Она бегом поднялась по лестнице и, не тратя времени на переодевание, села у окна, чтобы исправить урон, нанесенный разозленной обезьянкой. Иголка так и мелькала в ее руках, и она успела аккуратными стежками зашить половину дырки, когда в ее комнату вошла Сесилия. Она сочла, что Хьюберт вполне мог найти кого-нибудь другого для такой работы, и стала умолять Софи отложить шитье в сторону. Но та отказалась, заявив:

– Я могу выслушать тебя, не прерывая работы. Ну и сглупила же ты вчера, Сеси!

Услышав эти слова, Сесилия надменно вздернула подбородок и с достоинством провозгласила:

– Я обручена с Огастесом, и если мне не позволят выйти замуж за него, значит, я не выйду ни за кого!

– Как тебе будет угодно, но делать подобные заявления посреди бала!..

– А я‑то надеялась, что ты поймешь меня, Софи!

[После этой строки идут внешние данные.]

PR #315, opened 2016-04-16
Rb 4.1.x nadenislamarre sshpassword

nadenislamarre:

Changes :
- Randomize the ssh root password
- The ssh password can be updated
- The ssh password is visible on the es interface (see an other pr)
- not securing missing part : samba, manager 

### DIFF
--- a/board/recalbox/fsoverlay/etc/init.d/S22rootpasswd
+++ b/board/recalbox/fsoverlay/etc/init.d/S22rootpasswd
@@ -1,0 +1,17 @@
+#!/bin/sh
+
+# /etc/shadow is dynamically generated from the password found in /boot/recalbox-boot.conf
+# the password is visible only in the es interface
+# or to people having already a ssh password via the command : /recalbox/scripts/recalbox-config.sh setRootPassword xyz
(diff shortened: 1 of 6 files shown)


nadenislamarre:
Some points :
- securing ssh without samba is not secure (you can modify allowed public keys)
- samba and manager will require the same password
- the password is saved in the /boot because i don't think it's nice to move it when sharing/copying usb keys (however, the password encoding is related to the pi hardware and a new one will be generated if not readable)
- the root password can be rewritten in clear in the /boot/recalbox-boot.conf file in case of emergency (so, from a computer)
- an option in system options => security will allow to enable/disable security, by default, off
  => security disabled should have the same effect as in 4.0, including setting the root password to recalboxroot
- the security parameter will not touch to kodi options. apple airplay control is enabled by default in kodi, without password. We should perhaps enable the http control (for remote phone applications) while some people don't enable it and don't understand why it doesn't work out of the box.

any other suggestion is welcome.

digitalLumberjack:
Do you want me to add the option in ES system options ?

nadenislamarre:
no.
i'll add things.
it's just that i'm doing it pr by pr to make less things to validate at a
time to make it easier for you (and for me).

digitalLumberjack:
Cool

PR #319, opened 2016-04-18
security : samba requires a password if system.security.enabled=1

nadenislamarre:

Changes :
- add a recalbox option : system.security.enabled = 0 by default
- if 1, samba requires a password (root password displayed in es => system)
- if 1, virtual gamepads are disabled

Unfortunatly, it seems that i can't disable dropbear public keys when it is 0.
To do : secure the manager

Next pr : add the clamcav virus scanner.
Todo : disallow the recalbox to startup until the scan is done (takes less than 20 minutes the first time, and about 4 minutes the next times).
The virus database takes less than 200mb, so, it may not increase a lot the disk requirements.
It increases a bit the psx iso file copying by 2 minutes too, which is nothing compared to the security it provides.
Todo : put  system.security.enabled to 1 until the clamcav database update is finnished and the new virus definition have been used to rescan the drive.

### DIFF
--- a/board/recalbox/fsoverlay/etc/init.d/S35securepasswd
+++ b/board/recalbox/fsoverlay/etc/init.d/S35securepasswd
@@ -12,6 +12,11 @@ then
     MASTERPASSWD=$(/recalbox/scripts/recalbox-config.sh getRootPassword)
 fi
 
+# secure ssh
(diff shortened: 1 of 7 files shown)


digitalLumberjack:
nice

PR #331, opened 2016-04-27
DosBox - SDL2 (2)

lmerckx:
Sorry, some issues with my previous PR :
- Bad revision in dosbox.mk: 3970 instead of 3980 -> resolved
- Add default configuration file in fsoverlay


lmerckx:
There is also a PR in configgen repository to add the GL driver in environment variables.

PR #333, opened 2016-04-30
Rb 4.1.x nadenislamarre brmerge3

nadenislamarre:
- Upgrade to linux 4.4 + fix buildroot issues about rpi-firmware.
  - Fix gcc5 not set for rpi1 and rpi3

Limitations :
I've not tried to fix the 3 limitations, it seems quite simple problem to fix.

1) the current patches have not been copied from 4.1 to 4.4 because they fail
linux-4NES4SNES-hid.patch
linux-4NES4SNES-hid-quircks.patch
linux-xpad-xboxone-support.patch

2) recalbox-api doesn't compile. But i don't know what it is for, so, i skipped.

3) the sound is working correctly in kodi and at boot, but in es and in games, i get no sound. I don't know what it is related too.


substring:
@nadenislamarre tbh, we'd better consider upgrading to 4.4 later, in a different PR. This one should just update buildroot

nadenislamarre:
linux-4NES4SNES-hid.patch
linux-4NES4SNES-hid-quircks.patch
are already applied in 4.4. not need these patches anymore.

rest to do :

1) linux-xpad-xboxone-support.patch

2) recalbox-api doesn't compile. But i don't know what it is for, so, i skipped.

3) the sound is working correctly in kodi and at boot, but in es and in games, i get no sound. I don't know what it is related too.

nadenislamarre:
for the xbox patch,
the code changed a lot.
some part seems already applied.
some are not.

it seems that the patch is in linux 4.5, not in 4.4 however.
http://lxr.free-electrons.com/ident?v=4.5;i=xpad_presence_work

i dont know where we found the version for 4.2
we should search the same for 4.4
it seems to come from here : https://github.com/paroj/xpad
there are a lot of difference between the xpad.c from 4.2 and the one from 4.4 and the one from 4.5

i would suggest to take the xpad.c from the 4.5 while the functions structures are the same, just the content differs.
This drivers evolves a lot.
or to test the driver as it is in 4.4 to see if it works already correctly. i don't know from when is our patch, from when is the 4.4 patch.

Anyway : how as xbox pads to make some tests ?
i suggest to go in 4.4 for the recalbox 4.1 for tests before first beta, while the rollback is easy just the kernel version.

digital, subs, rockaddicted ? you still refuse my pr or do you allow to merge ?

substring:
I don't mind moving to 4.4. Anyway i'm afraid it's mandatory since dtbo were committed at the same time. The RPiF gave up the 4.1 branch so, sooner or later, we have to switch to it

Xpad hs something to do with xbox one pads i think. @rockaddicted should know about that.

That sound thing is rather annoying :/

Anyway, the final word goes to @digitallumberjack

nadenislamarre:
the sound will be fixed. i've to do a full rebuild to fix it.

substring:
Ok, i'll test your pr and do a clean rebuild

nadenislamarre:
link for xpad.c
it is the one i'll try to apply for the odroid kernel.

https://git.kernel.org/cgit/linux/kernel/git/stable/linux-stable.git/plain/drivers/input/joystick/xpad.c?id=refs/tags/v4.5.5

digitalLumberjack:
Let's merge that :)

В этот момент ее кузина осознала, что чем меньше людей будет сочувствовать Сесилии, тем лучше, поэтому она беспечно ответила, не поднимая голову от работы:

– Это так и есть, но я все-таки считаю, что для своего заявления ты выбрала очень неподходящий момент!

Сесилия вновь принялась рассказывать ей о возмутительном поведении Чарльза; Софи рассеянно соглашалась, и создавалось впечатление, что ее больше заботит, как будет выглядеть после починки сюртук Хьюберта, нежели горести Сесилии. Она встряхнула его, разгладила заштопанное место и, когда в дверь постучал Хьюберт, прервала стенания Сесилии, поднявшись с места и вернув ему одежду. В результате вышло так, что, когда в четыре пополудни лорд Чарлбери передал свою визитную карточку, попросив встречи с мисс Ривенхолл, Сесилия, которую пришлось едва ли не силой заставить выйти к нему, обнаружила в нем единственного человека, кто от всей души ей сопереживал. Одного взгляда на ее бледное чело и трагические поджатые губы оказалось довольно, чтобы все мысли об обмане, сколь бы невинным он ни был, напрочь вылетели из головы его светлости. Он быстро шагнул вперед, взял ее робко протянутую руку и голосом, в котором звучала забота и любовь, произнес:

– Прошу вас, не тревожьтесь! Я пришел вовсе не для того, чтобы усугубить ваши страдания!

Глаза Сесилии наполнились слезами, и ее ладонь ответила слабым пожатием на его прикосновение, прежде чем она отняла руку, сдавленным голосом пролепетав что-то насчет его доброты и собственных сожалений. Он заставил ее сесть, опустился на стул рядом с ней и сказал:

– Мои чувства не изменились; я полагаю, это невозможно. Но мне сказали – да я и сам это понял, – что вы никогда не отвечали мне взаимностью. Поверьте, если я вам неприятен, то я искренне уважаю вас за мужество сказать мне об этом! Я с отвращением думаю о том, что вы вынуждены принимать мои ухаживания, когда ваше сердце принадлежит другому! Простите меня! Полагаю, вам пришлось выслушать немало упреков и вынести немало страданий, но у меня никогда не было намерений доставить их вам. Я даже и представить себе не мог, что… Но довольно об этом! Примите мои искренние уверения в том, что я сделаю все от меня зависящее, дабы положить конец столь невыносимым домогательствам!